▶ TASK:
An exact copy is needed of each line from the one including "chmod +x start.sh" through the last line of the entries, both ends counted, with nothing added.

▶ Stored data entries:
========================

PR #2392, opened 2025-06-18
addedstart.sh script

Mpasha17:
#PR Description:
This PR introduces a new start.sh script to the repository, designed to simplify and automate the local development setup for maybe

added the start.sh which helps to start the app with just two commands

**How to use
chmod +x start.sh
./start.sh

### DIFF
--- a/docker-compose.yml
+++ b/docker-compose.yml
@@ -1,0 +1,112 @@
+# ===========================================================================
+# Example Docker Compose file
+# ===========================================================================
+#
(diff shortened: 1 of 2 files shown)


zachgoll:
@Mpasha17 thanks for sharing this script! 

Unfortunately we cannot accept this to the codebase as we try to keep things as "Vanilla Rails" as possible, but I think this could definitely help some devs speed up their workflow and is a good reference!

========================

▶ OUTPUT FOR THIS EXERCISE:
chmod +x start.sh
./start.sh

### DIFF
--- a/docker-compose.yml
+++ b/docker-compose.yml
@@ -1,0 +1,112 @@
+# ===========================================================================
+# Example Docker Compose file
+# ===========================================================================
+#
(diff shortened: 1 of 2 files shown)


zachgoll:
@Mpasha17 thanks for sharing this script! 

Unfortunately we cannot accept this to the codebase as we try to keep things as "Vanilla Rails" as possible, but I think this could definitely help some devs speed up their workflow and is a good reference!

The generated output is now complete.